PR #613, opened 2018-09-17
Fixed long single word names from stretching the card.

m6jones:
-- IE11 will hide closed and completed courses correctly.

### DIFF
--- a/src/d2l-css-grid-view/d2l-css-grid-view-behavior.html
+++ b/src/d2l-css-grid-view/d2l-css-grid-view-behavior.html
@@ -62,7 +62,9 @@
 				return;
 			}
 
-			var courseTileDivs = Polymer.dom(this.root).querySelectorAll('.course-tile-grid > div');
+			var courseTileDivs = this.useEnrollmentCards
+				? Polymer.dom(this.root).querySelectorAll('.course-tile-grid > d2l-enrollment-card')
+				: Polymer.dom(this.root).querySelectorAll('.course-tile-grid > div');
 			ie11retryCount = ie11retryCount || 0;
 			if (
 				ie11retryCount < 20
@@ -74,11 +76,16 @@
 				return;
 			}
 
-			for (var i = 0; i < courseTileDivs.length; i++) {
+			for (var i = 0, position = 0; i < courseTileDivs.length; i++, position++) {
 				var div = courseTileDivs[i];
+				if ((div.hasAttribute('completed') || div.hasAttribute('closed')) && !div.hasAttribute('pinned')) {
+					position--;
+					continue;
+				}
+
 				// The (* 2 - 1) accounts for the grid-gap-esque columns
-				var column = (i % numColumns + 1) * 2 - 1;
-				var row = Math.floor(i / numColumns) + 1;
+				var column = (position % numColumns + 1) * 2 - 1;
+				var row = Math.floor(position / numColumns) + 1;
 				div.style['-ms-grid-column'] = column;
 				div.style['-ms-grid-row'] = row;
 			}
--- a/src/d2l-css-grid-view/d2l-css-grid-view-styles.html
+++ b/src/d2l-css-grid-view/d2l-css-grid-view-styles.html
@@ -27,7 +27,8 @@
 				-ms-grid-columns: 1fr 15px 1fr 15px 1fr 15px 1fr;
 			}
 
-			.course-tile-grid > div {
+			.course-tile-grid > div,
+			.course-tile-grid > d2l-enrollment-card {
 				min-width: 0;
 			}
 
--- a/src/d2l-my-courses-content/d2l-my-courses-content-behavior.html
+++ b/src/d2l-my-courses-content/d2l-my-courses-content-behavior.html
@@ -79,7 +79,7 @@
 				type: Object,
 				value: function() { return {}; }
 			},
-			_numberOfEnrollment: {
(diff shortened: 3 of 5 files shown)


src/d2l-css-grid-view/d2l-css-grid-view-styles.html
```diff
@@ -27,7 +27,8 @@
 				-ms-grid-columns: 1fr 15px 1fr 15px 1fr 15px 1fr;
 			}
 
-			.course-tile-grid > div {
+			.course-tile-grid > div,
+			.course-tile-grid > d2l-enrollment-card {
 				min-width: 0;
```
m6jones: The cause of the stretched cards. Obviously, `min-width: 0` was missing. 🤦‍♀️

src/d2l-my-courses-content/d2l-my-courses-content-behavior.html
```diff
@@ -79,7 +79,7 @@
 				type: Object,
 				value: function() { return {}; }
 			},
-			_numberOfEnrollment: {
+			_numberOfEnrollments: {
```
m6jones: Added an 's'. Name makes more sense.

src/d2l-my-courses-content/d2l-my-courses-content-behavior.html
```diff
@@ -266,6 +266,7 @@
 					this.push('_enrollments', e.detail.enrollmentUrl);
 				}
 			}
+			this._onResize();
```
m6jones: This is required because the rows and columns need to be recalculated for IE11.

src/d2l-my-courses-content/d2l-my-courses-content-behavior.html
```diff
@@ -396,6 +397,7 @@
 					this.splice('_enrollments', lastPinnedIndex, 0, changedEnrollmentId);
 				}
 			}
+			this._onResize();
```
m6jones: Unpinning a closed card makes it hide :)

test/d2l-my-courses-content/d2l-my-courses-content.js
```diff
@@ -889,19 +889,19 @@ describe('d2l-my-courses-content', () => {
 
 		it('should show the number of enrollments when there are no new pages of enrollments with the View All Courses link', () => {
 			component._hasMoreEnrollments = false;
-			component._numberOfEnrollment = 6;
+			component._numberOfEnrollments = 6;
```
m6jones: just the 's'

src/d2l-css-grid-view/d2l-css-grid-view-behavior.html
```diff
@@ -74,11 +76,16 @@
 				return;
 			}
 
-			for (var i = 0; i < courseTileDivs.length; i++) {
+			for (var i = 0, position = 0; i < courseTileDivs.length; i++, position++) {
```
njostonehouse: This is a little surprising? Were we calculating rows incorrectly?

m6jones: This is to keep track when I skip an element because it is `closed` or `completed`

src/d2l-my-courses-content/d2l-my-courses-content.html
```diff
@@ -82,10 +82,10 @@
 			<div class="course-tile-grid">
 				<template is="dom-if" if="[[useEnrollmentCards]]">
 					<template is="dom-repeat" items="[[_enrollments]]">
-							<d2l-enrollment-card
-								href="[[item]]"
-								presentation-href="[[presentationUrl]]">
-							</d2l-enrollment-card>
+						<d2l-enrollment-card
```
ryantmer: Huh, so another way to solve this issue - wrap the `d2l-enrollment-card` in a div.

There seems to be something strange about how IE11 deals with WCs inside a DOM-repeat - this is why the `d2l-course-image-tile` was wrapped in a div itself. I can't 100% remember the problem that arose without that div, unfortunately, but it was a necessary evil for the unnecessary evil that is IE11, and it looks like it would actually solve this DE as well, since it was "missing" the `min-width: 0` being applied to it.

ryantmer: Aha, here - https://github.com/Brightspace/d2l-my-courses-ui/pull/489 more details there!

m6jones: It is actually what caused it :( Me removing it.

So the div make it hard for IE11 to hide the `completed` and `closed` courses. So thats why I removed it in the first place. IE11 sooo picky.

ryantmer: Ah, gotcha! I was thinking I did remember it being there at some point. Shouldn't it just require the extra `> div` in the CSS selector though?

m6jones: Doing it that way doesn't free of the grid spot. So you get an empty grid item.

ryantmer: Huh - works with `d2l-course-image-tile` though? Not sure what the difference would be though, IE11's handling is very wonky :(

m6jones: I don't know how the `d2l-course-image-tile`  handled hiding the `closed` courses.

--------------------

Exercise: Which lines of the data include "useEnrollmentCards"? Copy each of them.

Exercise solution:
+			var courseTileDivs = this.useEnrollmentCards
 				<template is="dom-if" if="[[useEnrollmentCards]]">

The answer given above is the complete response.